Recommendations for future versions of the course
Looking forward, we hope to build on the success of this course, with an eye toward further improving the experience and impact for students. Key considerations are course content, logistics, and discussion management. The content, including the broad topics and papers selected, was a highlight of the class in the last iteration. We hope to maintain the mix of foundational and cutting-edge papers, and recognize that this will require refreshing the list regularly to keep up with the fast-moving field. Logistically, the class size of 10-20 students was close to optimal, balancing lively discussion where everyone could participate, without being so small that each student had to lead the discussion too often. Relatedly, the diverse make-up of the class, covering a range of backgrounds and degree programs, was a benefit, where some students could help explain detailed statistical methods, and others could provide insight into biological mechanisms or motivations. Areas for improvement in the course logistics include providing students with additional example materials: sample successful projects, examples of strong discussion lead presentations, and very clear information about grading criteria.

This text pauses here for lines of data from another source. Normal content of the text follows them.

PR #292, opened 2022-04-15
Nbo/make cypress tests more robust

nborde-CSM:
Dev Review rules:
- 3 PR max

Definition of Done:
- [ ] Testing
- [ ] Identify breaking changes with [conventional commits](https://kapeli.com/cheat_sheets/Conventional_Commits.docset/Contents/Resources/Documents/index)


csm-thu:
Could you change the prefix in commit [fix: add keystrokeDelay to 0 in scenario launch tests](https://github.com/Cosmo-Tech/azure-sample-webapp/pull/292/commits/ec903ad96b8930377cc985d24129f543e0c75e71), from `fix` to `test`, please ?

cypress/commons/actions/generic/ScenarioParameters.js
```diff
@@ -62,7 +62,7 @@ function collapseParametersAccordion() {
       }
     });
 }
-function edit(timeout = 5) {
+function edit(timeout) {
```
csm-thu, line 65: Can we leave a default value in this function when we want to edit without waiting the end of a scenario run, or does it make the tests break ?

cypress/commons/actions/generic/Scenarios.js
```diff
@@ -51,15 +52,25 @@ function switchToScenarioView() {
 }
 
 // Select the scenario with the provided name and id
-function selectScenario(scenarioName, scenarioId) {
+function selectScenario(scenarioName, scenarioId, selectTimeout) {
```
csm-thu, line 55: Can we have a default value for the `selectTimeout` parameter ? This argument does not seem to be mandatory when writing the tests, and we want to keep the tests body as simple as possible.

cypress/integration/brewery/FileParameters-tests.spec.js
```diff
@@ -117,10 +117,8 @@ describe('Simple operations on a file parameter', () => {
 
   it('can delete an uploaded file and run the scenario', () => {
     // Wait required to prevent some kind of race condition somehow
-    cy.wait(5000); // eslint-disable-line cypress/no-unnecessary-waiting
-    Scenarios.selectScenario(firstScenarioName, firstScenarioId);
-    cy.wait(5000); // eslint-disable-line cypress/no-unnecessary-waiting
-    ScenarioParameters.edit(120);
+    Scenarios.selectScenario(firstScenarioName, firstScenarioId, 5);
```
csm-thu, line 120: `5` could be the default value for the `selectTimeout` argument (c.f. my previous comment)

cypress/integration/brewery/ScenarioLaunch-test.spec.js
```diff
@@ -15,6 +15,10 @@ describe('Create scenario', () => {
     scenariosNames[i] = SCENARIO_NAME.SCENARIO_MASTER + i + ' - ' + randomString;
   }
 
+  Cypress.Keyboard.defaults({
+    keystrokeDelay: 0,
+  });
+
```
csm-thu, line 21: We may need this change of keystrokeDelay value for the whole test file, can we move these lines at the top of the file, right after the imports ? (like we did in test files for Table and File parameters)

csm-thu (changes requested):

cypress/commons/actions/generic/ScenarioParameters.js
nborde-CSM: In fact, a default value is already implemented at the lower level directly in the getter function :
`function getParametersEditButton(timeout = 4) {
  return cy.get(GENERIC_SELECTORS.scenario.parameters.editButton, { timeout: timeout * 1000 });
}`

csm-thu: Even though a default value is set in `getParametersEditButton`, if we remove the default value in the `edit` function, **we can no longer call `edit` without parameter in the tests files**.
That means that even if we want to edit parameters without waiting the end of a scenario run, we have to set explicitly a waiting time -> some tests file could be simpler and easier to read without the timeout value

cypress/integration/brewery/FileParameters-tests.spec.js
nborde-CSM: Same as above, I put default timeout in getter function :
`function getScenarioSelector(timeout = 5) {
  return cy.get(GENERIC_SELECTORS.scenario.selectInput, { timeout: timeout * 1000 });
}`

cypress/commons/actions/generic/Scenarios.js
nborde-CSM: Same as above, I put default timeout in getter function :
`function getScenarioSelector(timeout = 5) {
  return cy.get(GENERIC_SELECTORS.scenario.selectInput, { timeout: timeout * 1000 });
}`

csm-thu (approved):
LGTM, don't forget to reword the "fix" commit :+1:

The final area for consideration is how to maintain active, interesting, and thorough discussions of the material. Providing example discussion presentations will help kick things off in a good direction, demonstrating the need to cover methods and results and to raise probing questions and discussion points. We find, however, that it is also important throughout the course to keep an eye on discussion and participation, to chime in occasionally when discussion dies down, and remind participants and discussion leaders of their roles, or gently call on students who are not participating. Finally, it is absolutely essential to make sure students feel encouraged to have a very open discussion without judgement, and that they can ask questions that may feel silly, reveal a lack of understanding, or alternatively may be critical of a published paper’s content or writing style. Cutting edge papers can be hard to understand, controversial, and even occasionally have mistakes.
Final comments
We found this class engaging and fun to teach, and also learned more about the field ourselves throughout the semester. We would love to hear feedback, suggestions for topics and papers, or questions.